In this study, a performance program which is a participatory-based program, was introduced to Iranians to manage the risk factors of ergonomic manual jobs. The main purpose of the program was to enhance the ergonomic knowledge of employees, to engage them in identifying, evaluating and providing ergonomic improvement strategies.
As in the present study, many researchers, including Strucker et al., used the "performance program" in different work environments with high-risk manual tasks (12,13) and studied the effectiveness of the performance program to reduce the risk of associated ergonomic injuries (13). The results of this study suggested that staff recovery interventions and the usefulness of participatory ergonomics are consistent with previous studies (19-14). The effectiveness of participatory ergonomics programs in enhancing job satisfaction (20), improving cargo handling conditions (21,15), designing work environment equipment (15,14), physical work environment and work management planning (14) has also been confirmed. But Rovilis et al. believe that the impact of participatory ergonomic interventions on employee health is not certain (17).
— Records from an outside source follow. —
Issue #305, opened 2020-05-25
Display more information about the validators


frol:
## Story

As an on-call network engineer who monitors the health of the network, I want to visually distinguish the nodes that last block height is too old or producing fewer blocks than expected so I can quickly build some understanding of the current state of the network.

## Acceptance Criteria

- [x] Change the text color based on how far the last block height reported via telemetry from the last block height we know (if the difference is more than 1000, display the last block height in red, >50 - orange)
- [x] Display the produced / expected blocks (display the raw numbers + percentage). Expose the `validators` API to fetch the `current_validators` list via Explorer backend
- [ ] Let's try to write end-to-end tests for these cases using the cypress facility we have configured

icerove:
for step 3, test part. Would you mind tell more details and hint? @frol

frol:
@icerove see into https://github.com/near/near-explorer/blob/74b1cb84f4821b54a2b8e5fe20c06e1a16f15c10/frontend/cypress/integration/dashboard.spec.js. You run end-to-end tests with `npm run test:ci`. Otherwise, learn more about Cypress and read `frontend/package.json` scripts.

PR #331, opened 2020-06-12
feat(frontend): display stake of the validation nodes

### LINKED ISSUE #309: Show stake for validators
In the list of validators, it would be good to show the current stake of the validators.

Also, if the account confirmed (signed), which is true for validators - make it clickable for details.

icerove:
fix #309 and #305

### DIFF
--- a/frontend/src/components/dashboard/DashboardHeader.tsx
+++ b/frontend/src/components/dashboard/DashboardHeader.tsx
@@ -132,10 +132,7 @@ export default class extends React.Component<State> {
               text={
                 details ? (
                   <Link href="/nodes/[role]" as={`/nodes/validators`}>
-                    <a
-                      id="node-page"
-                      style={{ textDecoration: "none", color: "#24272a" }}
-                    >
+                    <a id="node-page" className="dashboard-link">
                       {details.validatorsCount.toLocaleString()}/
                       {details.onlineNodesCount.toLocaleString()}
                     </a>
@@ -222,7 +219,7 @@ export default class extends React.Component<State> {
               text={
                 details ? (
                   <Link href="/accounts">
-                    <a style={{ textDecoration: "none", color: "#24272a" }}>
+                    <a className="dashboard-link">
                       {details.accountsCount.toLocaleString()}
                     </a>
                   </Link>
@@ -298,6 +295,11 @@ export default class extends React.Component<State> {
 
           .button-search {
             border-radius: 25px;
+          }
+
+          .dashboard-link {
+            text-decoration: none;
+            color: #24272a;
           }
         `}</style>
       </div>
--- a/frontend/src/components/dashboard/DashboardHeader.tsx
+++ b/frontend/src/components/dashboard/DashboardHeader.tsx
@@ -132,7 +132,10 @@ export default class extends React.Component<State> {
               text={
                 details ? (
                   <Link href="/nodes/[role]" as={`/nodes/validators`}>
-                    <a style={{ textDecoration: "none", color: "#24272a" }}>
+                    <a
+                      id="node-page"
+                      style={{ textDecoration: "none", color: "#24272a" }}
+                    >
                       {details.validatorsCount.toLocaleString()}/
                       {details.onlineNodesCount.toLocaleString()}
                     </a>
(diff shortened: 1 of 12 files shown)


frontend/src/libraries/explorer-wamp/nodes.ts
```diff
@@ -39,22 +40,34 @@ export default class NodesApi extends ExplorerApi {
...
+        ]),
+        this.queryValidators(),
       ]);
+
+      nodes.map((node: NodeInfo) => {
+        validators.map((val: any) => {
+          if (val.account_id === node.accountId) {
+            node.stake = val.stake;
+          }
+        });
```
bowenwang1996, line 68: this is too inefficient :(

icerove: do you have other option to do so? @bowenwang1996

icerove: will change to map

frontend/src/components/nodes/NodeRow.tsx
```diff
@@ -32,7 +33,9 @@ export default class extends React.PureComponent<Props> {
         <Col md="7" xs="7">
           <Row>
             <Col className="node-row-title">
-              @{node.accountId}{" "}
+              @{node.accountId}
+              {"   "}
+              <span>${node.stake && <Balance amount={node.stake} />}</span>
```
frol, line 38: 1. I think we don't need that `$` sign
2. I would like to have some indication that it is a stake, not an account balance or anything else. @corwinharrell @kcole16 any suggestions on how to make this clear?

frontend/src/libraries/explorer-wamp/nodes.ts
```diff
@@ -39,22 +40,34 @@ export default class NodesApi extends ExplorerApi {
...
+              ORDER BY node_id DESC
+              LIMIT :limit
+          `,
+          {
+            limit,
+            paginationIndexer,
+            validatorIndicator,
+          },
+        ]),
+        this.queryValidators(),
```
frol, line 60: Let's decouple fetching the list of nodes based on telemetry from the RPC query. Nodes List page is quite important and we should not block the display when RPC is unreachable.

frontend/src/components/nodes/NodeRow.tsx
kcole16: Something like "Staking 100,000 N"?

frol: @kcole16 keep it stupid simple! I love it! :smile:

frontend/src/components/nodes/NodeRow.tsx
```diff
@@ -20,8 +25,28 @@ export default class extends React.PureComponent<Props> {
...
     ["NoSync", ""],
   ]);
+
+  state: State = { blockDiff: 0 };
+
+  componentDidMount() {
+    new BlocksApi().getLatestBlockHeight().then((lastBlockHeight) =>
+      this.setState({
+        blockDiff: Math.abs(
+          lastBlockHeight.lastBlockHeight - this.props.node.lastHeight
```
bowenwang1996, line 35: what is this for?

icerove: https://github.com/near/near-explorer/issues/305

frol: There is no point in saving it to state, it is actually more expensive to save it than to compute. Also, this latest block height should be fetched only once, and passed via React Context, so we don't query it for every single node. Also, make sure that it takes into account the auto-refresh logic.

icerove:
Frol, I learned a lot about cypress test and find out it is really useful for end to end test. I recommend merge this PR for the feature of validators and create a new issue and PR for the cypress test since on local net, there is no node list on node page and on https://explorer.betanet.near.org/ there is no new feature listed. After this PR merge, I will write end-to-end test for most of explorer pages.
@frol

frontend/src/components/dashboard/DashboardHeader.tsx
```diff
@@ -132,7 +132,10 @@ export default class extends React.Component<State> {
               text={
                 details ? (
                   <Link href="/nodes/[role]" as={`/nodes/validators`}>
-                    <a style={{ textDecoration: "none", color: "#24272a" }}>
+                    <a
+                      id="node-page"
```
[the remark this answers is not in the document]
icerove: for simulate test

PR #332, opened 2020-06-15
feat(backend): Added a new feature to disable automatic backups on network reset to avoid spending too much disk space

frol:
This will be used on production for devnet since we do heavy load there and that produces 5GB database file every day.

### DIFF
--- a/backend/src/sync.js
+++ b/backend/src/sync.js
@@ -10,7 +10,6 @@ const { nearRpc } = require("./near");
 const { Result, delayFor } = require("./utils");
 
 let genesisHeight;
-let genesisTime;
 
 async function saveBlocks(blocksInfo) {
   try {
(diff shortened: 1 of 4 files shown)


backend/src/sync.js
```diff
@@ -428,22 +427,8 @@ async function syncGenesisState() {
   const genesisConfig = await retry(10, () =>
     nearRpc.sendJsonRpc("EXPERIMENTAL_genesis_config")
   );
-  if (
```
frol, line 431: This has been extracted in a separate routine into `index.js` file.

backend/src/sync.js
```diff
@@ -454,7 +439,7 @@ async function syncGenesisState() {
     const genesisRecords = await retry(10, () =>
       nearRpc.sendJsonRpc("EXPERIMENTAL_genesis_records", [pagination])
     );
-    await saveGenesis(parsedGenesisTime, genesisRecords.records, offset);
+    await saveGenesis(genesisTime, genesisRecords.records, offset);
```
bowenwang1996, line 442: why is it indexed by genesis time instead of genesis height?

icerove: We need genesis time recorded and display on the frontend. We use genesis height other place to check and query blocks.

frol: It is not indexed by that. We use genesis time to indicate the creation time of Accounts.

PR #348, opened 2020-07-10
Feature(frontend)/add publish and subscritbe system to display aggregate data

### LINKED ISSUE #341: fix(frontend): Fresh page load of pages with autoRefreshHandler should load fine on initial load
## Story

As a user who opens Blocks / Accounts / Dashboard / Nodes by a direct link, I experience problems with page loads as the rendered content appears for a brief moment and immediately replaced with a loading indicator, and the list of data gets finally rendered only in 10 seconds (when the next iteration of autoRefreshHandler happens).

## Acceptance Criteria

- [ ] The pages load fine when opening them via direct link
- [ ] The pages load fine when opening them via client-side routing (it works fine now, but we should make sure we don't introduce degradation)

icerove:
fix #341 

1. delete all the auto refresh for the list pages(nodes,blocks, transactions, accounts and dashboard)
2. add wamp publish in the backend/src/index.js. The publish information includes all dashboard information and finalized block timestamp. 
3. add query final block timestamp and validating and proposal nodes methods in the near.js. 

3. add all wamp subscribe method in the frontend/src/context folder. this one need more concern to review.

4. rename autoRefreshHandler into ListHandler and all list page also change this except all nodes page, node page are lists all and do not pagination anymore


backend/src/wamp.js
```diff
@@ -101,6 +103,8 @@ function setupWamp() {
         return;
       }
     }
+
+    wamp_session = session;
```
frol, line 107: [According to the source code](https://github.com/crossbario/autobahn-js/blob/9097e868e2bc46e599b1c16e6ba25c3dc14bb644/packages/autobahn/lib/connection.js#L416-L420), `wamp` instance should have `.session` property, so you don't need to save it separately, just use `wamp.session`

frontend/src/components/utils/autoRefreshHandler.tsx
```diff
@@ -33,15 +33,7 @@ export default (
...
     componentDidMount() {
-      this.timer = setTimeout(this.regularFetchInfo, 0);
-    }
-
-    componentWillUnmount() {
-      const timer = this.timer;
-      this.timer = null;
-      if (timer !== null) {
-        clearTimeout(timer);
-      }
```
frol, line 44: Won't this break pages like Account Details, Block Details?

backend/src/sync.js
```diff
@@ -232,6 +233,33 @@ function promiseResult(promise) {
   });
 }
 
+function blocksPublish(blocks) {
+  if (blocks.length > 0) {
+    wampPublish("blocks", blocks);
+    let accountAmount = 1;
```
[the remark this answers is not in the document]
icerove: what do you mean?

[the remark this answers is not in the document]
icerove: my fault, it should be 0. I use 1 to test the content.

backend/src/sync.js
```diff
@@ -232,6 +233,33 @@ function promiseResult(promise) {
...
+            ) {
+              return 1;
+            } else {
+              return 0;
+            }
+          })
+        )
+      )
+      .flat();
+    actions = [...actions];
```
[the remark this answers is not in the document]
icerove: yes, it will send the info like [[0]] and [[1]] or other number if this block has more than one create account txs.

backend/src/sync.js
```diff
@@ -305,6 +333,7 @@ async function saveBlocksFromRequests(requests) {
     )
   ).filter((block) => block !== null);
 
+  blocksPublish(blocks);
```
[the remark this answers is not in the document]
icerove: this is reasonable place to publish the new syncing blocks, otherwise we have to wait blocks stored in the database and then fetch from database.

backend/src/wamp.js
icerove: I tried, `wamp.session` is null

frontend/src/components/utils/autoRefreshHandler.tsx
icerove: We never apply autoRefreshHandler to details pages, we only use it on list pages

backend/src/wamp.js
frol: There is something wrong with your experiment since [according to the source code](https://github.com/crossbario/autobahn-js/blob/9097e868e2bc46e599b1c16e6ba25c3dc14bb644/packages/autobahn/lib/connection.js#L292) `onopen` is called with the same self._session as it returns from `wamp.session`. `wamp.session` will be null when it is not connected or was disconnected, in your case you keep even dead `wamp_session`, which may lead to many problems in the future. Use `wamp.session` and let me know if you still cannot get it working.

backend/src/wamp.js
```diff
@@ -113,4 +117,16 @@ function setupWamp() {
   return wamp;
 }
 
+function wampPublish(topic, args) {
```
frol, line 120: It is suboptimal as this function relies on the fact that someone will call `setupWamp`, and only once. It is currently the case, and this implementation will work most of the time, but I wanted to let you know that ideally we should avoid such assumptions and dependencies on singletones.

backend/src/sync.js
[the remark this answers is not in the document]
icerove: I change it and I wonder why I used to think this is correct

backend/src/wamp.js
icerove: not very sure what do you mean by this, but I will change the whole logic and let you review

backend/src/sync.js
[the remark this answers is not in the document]
icerove: I changed it a little bit, it is not straight to just select the number of total and then get increment in the provider.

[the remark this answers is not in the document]
icerove: I tried it many many time to get increment of blocks and transactions and accounts. Either tried it on frontend or backend. Need your help here. The best method is still want you give, but when to fetch `last_published_block_timestamp` I still could not figure out. @frol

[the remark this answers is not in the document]
icerove: this part need your more concern and help.

frontend/src/components/blocks/BlockDetails.tsx
```diff
@@ -14,151 +15,175 @@ export interface Props {
...
-                  <Term title={"Hash"}>
-                    {"Unique identifier (hash) of this block. "}
-                  </Term>
-                }
-                text={block.hash}
-                className="border-0"
-              />
-            </Col>
-          </Row>
+    <RpcConsumer>
```
icerove, line 18: this file only add consumer.

frontend/cypress/integration/nodepage.spec.js
```diff
@@ -2,7 +2,7 @@
 
 context("Dashboard", () => {
   beforeEach(() => {
-    cy.visit("http://localhost:3000");
+    cy.visit("https://explorer.betanet.near.org");
```
icerove, line 5: local one has some weird issue and can not pass.

frontend/src/components/blocks/BlocksRow.tsx
```diff
@@ -17,107 +18,115 @@ export default class extends React.PureComponent<Props> {
...
-                style={{ width: "20px" }}
-              />
-            </Col>
-            <Col md="7" xs="6">
-              <Row>
-                <Col className="transaction-row-title">#{block.height}</Col>
-              </Row>
-              <Row>
-                <Col className="transaction-row-text">
+      <RpcConsumer>
```
icerove, line 21: this file only add consumer

frontend/src/components/dashboard/DashboardBlocksBlock.tsx
```diff
@@ -4,134 +4,149 @@ import React from "react";
...
-              className="dashboard-blocks-block"
-              style={{ background: block.isFinal ? "#fff" : "#f8f7f8" }}
-            >
-              <Card.Title className="dashboard-blocks-block-title">
-                #{block.height}
-              </Card.Title>
-              <Card.Body className="dashboard-blocks-block-content">
-                <p className="dashboard-blocks-block-content-p">
-                  {block.isFinal ? (
+      <RpcConsumer>
```
icerove, line 16: add consumer for finalTimestamp

frontend/src/libraries/explorer-wamp/blocks.ts
```diff
@@ -41,9 +40,8 @@ export default class BlocksApi extends ExplorerApi {
     paginationIndexer?: number
   ): Promise<BlockInfo[]> {
     try {
-      const [blocks, finalHeight] = await Promise.all([
-        this.call<any>("select", [
-          `SELECT blocks.*, COUNT(transactions.hash) as transactionsCount
+      const blocks = await this.call<any>("select", [
```
icerove, line 43: delete query finalTimestamp method since we already have this from provider

frontend/src/libraries/explorer-wamp/transactions.ts
```diff
@@ -272,9 +272,4 @@ export default class TransactionsApi extends ExplorerApi {
       throw error;
     }
   }
-
-  async queryFinalTimestamp(): Promise<any> {
```
icerove, line 276: no need anymore since finalTimestamp is from Rpc provider

frontend/cypress/integration/nodepage.spec.js
frol: This is not correct. The tests should test the local deployment, not production. What is the issue you have with your local deployment?

frontend/src/components/dashboard/DashboardHeader.tsx
```diff
@@ -69,240 +59,225 @@ export default class extends React.Component<State> {
...
+                          {context.onlineNodeAmount.toLocaleString()}
+                        </a>
+                      </Link>
+                    ) : (
+                      ""
+                    )
+                  }
+                  className="border-0"
+                  loading={
+                    !!!context.validatorAmount && !!!context.onlineNodeAmount
```
frol, line 99: Why `!!!`? Wouldn't one `!` be enough?

frontend/src/components/utils/Update.tsx
```diff
@@ -0,0 +1,38 @@
...
+export default ({ category, count }: Props) => {
+  if (count === 0) {
+    return null;
+  }
+  return (
+    <div className="update">
+      {count > 1 ? (
+        <p>
+          {count} new {category}s. Refresh or Click to view the latest{" "}
+          {category}s.
```
frol, line 15: I find string interpolation easier to maintain as it is a string:

```suggestion
          {`${count} new ${category}s. Refresh or Click to view the latest ${category}s.`}
```

frontend/src/components/utils/Update.tsx
```diff
@@ -0,0 +1,38 @@
...
+        </p>
+      ) : (
+        <p>
+          {count} new {category}. Refresh or Click to view the latest {category}
+          .
```
frol, line 20:
```suggestion
          {`${count} new ${category}. Refresh or Click to view the latest ${category}.`}
```

backend/src/index.js
```diff
@@ -94,6 +104,96 @@ async function main() {
...
+        `SELECT COUNT(*) as total FROM transactions
+        WHERE block_timestamp > (strftime('%s','now') - 60 * 60 * 24) * 1000`,
+      ]),
+    ]);
+    return [
+      totalAccounts.total,
+      totalBlocks.total,
+      totalTransactions.total,
+      lastDayTxCount.total,
+    ];
```
frol, line 150: Whenever you return more than a single value, let's prefer named values as it is very easy to mess things up in JS and left it unnoticed for quite some time.

```suggestion
    return {
      totalAccounts: totalAccounts.total,
      totalBlocks: totalBlocks.total,
      totalTransactions: totalTransactions.total,
      lastDayTxCount: lastDayTxCount.total,
    };
```

backend/src/index.js
```diff
@@ -94,6 +104,96 @@ async function main() {
   const wamp = setupWamp();
   console.log("Starting WAMP worker...");
   wamp.open();
+
+  const wampPublish = (topic, args) => {
+    const uri = `com.nearprotocol.${wampNearNetworkName}.explorer.${topic}`;
+    wamp.session.publish(uri, args);
+  };
+
+  const wampCall = async (args) => {
```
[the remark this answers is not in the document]
icerove: change to wampSqlSelectQuery

frontend/cypress/integration/nodepage.spec.js
icerove: will change back and check carefully

frontend/src/components/dashboard/DashboardHeader.tsx
```diff
@@ -7,28 +7,18 @@ import { Button, Col, FormControl, InputGroup, Row } from "react-bootstrap";
 import AccountsApi from "../../libraries/explorer-wamp/accounts";
 import BlocksApi from "../../libraries/explorer-wamp/blocks";
 import TransactionsApi from "../../libraries/explorer-wamp/transactions";
-import DetailsApi, * as D from "../../libraries/explorer-wamp/details";
+import { SubConsumer } from "../../context/SubscriptionProvider";
```
frol, line 10: Please, don't create shortcut names that are hard to read. It makes the review and maintenance process harder.

frontend/src/context/SubscriptionProvider.jsx
```diff
@@ -0,0 +1,181 @@
...
+    }
+    if (nodeInfo.proposalAmount !== proposalAmount) {
+      dispatchNode({ type: "proposals", proposalAmount, proposals });
+    }
+  };
+
+  const Subscription = useCallback(() => {
+    new ExplorerApi().subscribe("data-stats", fetchNewStats);
+    new ExplorerApi().subscribe("final-timestamp", fetchFinalTimestamp);
+    new ExplorerApi().subscribe("nodes", fetchNodeInfo);
```
frol, line 161: Why did you choose to merge all of these into a single context? This way a user opening ANY page of Explorer will get flooded with irrelevant data (e.g. opening a Block details page one will still get online nodes and data-stats)

I suggest we split the context into smaller chunks. Currently, we have a monolith and I hardly see we can move forward with it adding new features.

frontend/src/components/nodes/Nodes.tsx
```diff
@@ -1,36 +1,27 @@
...
-    }
-    if (!nodes) {
-      return <PaginationSpinner hidden={false} />;
-    }
-    return <>{nodes}</>;
+    return (
+      <SubConsumer>
+        {(context) => (
+          <>
+            {context.nodeInfo.onlineNodes ? (
```
frol, line 15: If I open a Nodes list page, do I need to wait 10 seconds to see any data? That is suboptimal.

frontend/src/components/blocks/BlockDetails.tsx
```diff
@@ -14,151 +15,175 @@ export interface Props {
...
+                    title={
+                      <Term title={"Transactions"}>
+                        {"Number of transactions in this block. "}
+                        <a
+                          href={
+                            "https://docs.nearprotocol.com/docs/concepts/transaction"
+                          }
+                        >
+                          docs
+                        </a>
```
frol, line 35: Note, we need to update `docs.nearprotocol.com` with `docs.near.org`

icerove: let's make this a new PR

frontend/src/context/SubscriptionProvider.jsx
icerove: I had tried to separate these subscribe function into different component and the result is that only can subscribe successfully and others will be out of work. If you have other options to do so, please write the hint down. @frol

backend/src/index.js
```diff
@@ -91,9 +97,151 @@ async function main() {
...
+  const addNodeInfo = async (nodes) => {
+    const accountArray = nodes
+      .map((node) => '"' + node.account_id + '"')
+      .join(",");
+    let nodesInfo = await wampSqlSelectQueryRows([
+      `SELECT ip_address as ipAddress, account_id as accountId, node_id as nodeId, 
+        last_seen as lastSeen, last_height as lastHeight,status,
+        agent_name as agentName, agent_version as agentVersion, agent_build as agentBuild
+              FROM nodes
+              WHERE account_id IN (${accountArray})
```
frol, line 188: You may easily introduce security issues when you construct SQL queries with inline values. Use named replacement here.

backend/src/index.js
```diff
@@ -91,9 +97,151 @@ async function main() {
...
+        });
+      }
+    }
+
+    for (let i = 0; i < nodes.length; i++) {
+      let nodeInfo = nodeMap.get(nodes[i].account_id);
+      if (nodeInfo) {
+        nodes[i].nodeInfo = nodeInfo;
+      }
+      nodes[i].nodeInfo = undefined;
```
frol, line 215:
```suggestion
      nodes[i].nodeInfo = nodeMap.get(nodes[i].account_id);
```

backend/src/index.js
```diff
@@ -91,9 +97,151 @@ async function main() {
...
+          agentName: nodesInfo[i].agentName,
+          agentVersion: nodesInfo[i].agentVersion,
+          agentBuild: nodesInfo[i].agentBuild,
+          nodeId: nodesInfo[i].nodeId,
+          lastHeight: nodesInfo[i].lastHeight,
+          lastSeen: nodesInfo[i].lastSeen,
+          ipAddress: nodesInfo[i].ipAddress,
+          accountId: nodesInfo[i].accountId,
+          status: nodesInfo[i].status,
+        });
```
frol, line 206:
```suggestion
        const { accountId, ...nodeInfo } = nodesInfo[i];
        nodeMap.set(accountId, nodeInfo);
```

icerove:
> It seems that the initial display of the list can take up to 10 seconds since, which is very suboptimal. We need to pull the initial version of the data immediately on page load.

I tried and do not have this problem and I have question here: in function `regularCheckNodeStatus`, we use call method `select` here. If  `regularCheckNodeStatus` is also a call method here, I kind of confusing about this. Will there be some trouble here?
Also, I also find the node page loading burden is sooooo heavy and the nodenav is strange when click to change table. I am thinking of not exposed validators list, will try to separate amount and list first.

frontend/src/pages/_app.jsx
```diff
@@ -74,18 +57,17 @@ export default class extends App {
...
-          <RpcProvider
-            finalStamp={this.state.finalStamp}
-            lastBlockHeight={this.state.lastBlockHeight}
-          >
-            <div className="app-wrapper">
-              <Header />
-              <div className="page">
-                <Component {...pageProps} />
+          <StatsDataProvider>
+            <NodeProvider>
```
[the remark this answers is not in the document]
icerove: I change node provider to other pages, but I still keep stats data one since this provider is  used so many places. what do you think?

backend/src/index.js
icerove: I tried: 
image

but sql query does not deal with it  correctly and gives this:
image
it have a ' ' out of string and incorrect

frontend/src/pages/_app.jsx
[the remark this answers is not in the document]
frol: That sounds reasonable to me :+1:

backend/src/index.js
frol: You should just pass a JS array of account IDs instead of a comma-separated string.

frontend/src/components/dashboard/DashboardHeader.tsx
```diff
@@ -69,168 +60,135 @@ export default class extends React.Component<State> {
...
-        </Row>
+                      <p>
+                        <a href="https://docs.near.org/docs/concepts/overview">
+                          {"Learn more about the key concepts"}
+                        </a>
+                      </p>
+                    </Term>
+                  }
+                  imgLink="/static/images/icon-m-height.svg"
+                  text={context.dashState.lastBlockHeight.toLocaleString()}
```
frol, line 122: Is it going to display "0" when the data has not been loaded yet? We should not do that. We need to display some neutral value (N/A / loading / "..." / "-" / some other loading indication)

frontend/src/components/nodes/NodeNav.tsx
```diff
@@ -3,138 +3,107 @@ import Link from "next/link";
...
-            font-size: 12px;
-            font-weight: 500;
-            letter-spacing: 1.38px;
-            color: #24272a;
-            text-transform: uppercase;
-            padding: 10px;
-            text-decoration: none;
-          }
+      <NodeStatsConsumer>
+        {(context) => (
```
frol, line 17: In some cases, you may consider unpacking the context immediately. I don't have a strong preference, just wanted to mention.

```suggestion
        {({ nodeInfo }) => (
```

frontend/src/context/StatsDataProvider.jsx
```diff
@@ -0,0 +1,123 @@
...
+        lastDayTxCount: action.lastDayTxCount,
+      };
+    default:
+      return stateInit;
+  }
+};
+
+const StatsDataContext = createContext({
+  finalTimestamp: 0,
+  dashState: stateInit,
```
frol, line 52: > The dash is a punctuation mark that is similar in appearance to the hyphen and minus sign 

[Wiki](https://en.wikipedia.org/wiki/Dash)

Let's use `dashboardStats` instead

frontend/src/components/nodes/NodesMap.tsx
```diff
@@ -391,6 +345,7 @@ export default class extends React.Component<State> {
         }}
       />
     );
+    let value = this.context;
```
frol, line 348: This does not make the code any better. Let's either use `const { nodeInfo } = this.context` or just use `this.context.nodeInfo` in place without renaming it to "value"

frontend/src/components/nodes/NodesMap.tsx
```diff
@@ -307,22 +259,24 @@ export default class extends React.Component<State> {
...
         nodesType: "validators",
         newNodes: [],
       },
-      () => this.fetchGeo()
+      () => this.fetchGeo(value.nodeInfo.validators, value.nodeInfo.onlineNodes)
     );
   };
 
   changeToOnlineNodes = () => {
+    let value = this.context;
```
frol, line 273: ^^^

frontend/src/components/nodes/NodesMap.tsx
```diff
@@ -307,22 +259,24 @@ export default class extends React.Component<State> {
   };
 
   changeToValidators = () => {
+    let value = this.context;
```
frol, line 262: ^^^

frontend/src/components/nodes/NodesMap.tsx
```diff
@@ -55,50 +43,16 @@ export default class extends React.Component<State> {
   };
 
   componentDidMount() {
-    this.fetchGeo();
+    let value = this.context;
```
frol, line 46: ^^^

frol:
@icerove It seems that functionality is in place, so make your own judgment when to merge it :+1:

Given the manual tasks of the staff in this manufacturing unit, it seems reasonable to adjust the risk factors of two manual occupational tasks as part of the PErforM collaborative ergonomics program implemented in a limited part of a manufacturing company. In future studies, it is suggested that in addition to the management commitment and involvement of more staff, the time to adapt to longer interventions should be considered.
The authors thank all those who helped them writing this article.
The authors declared that there are no conflicts of interest.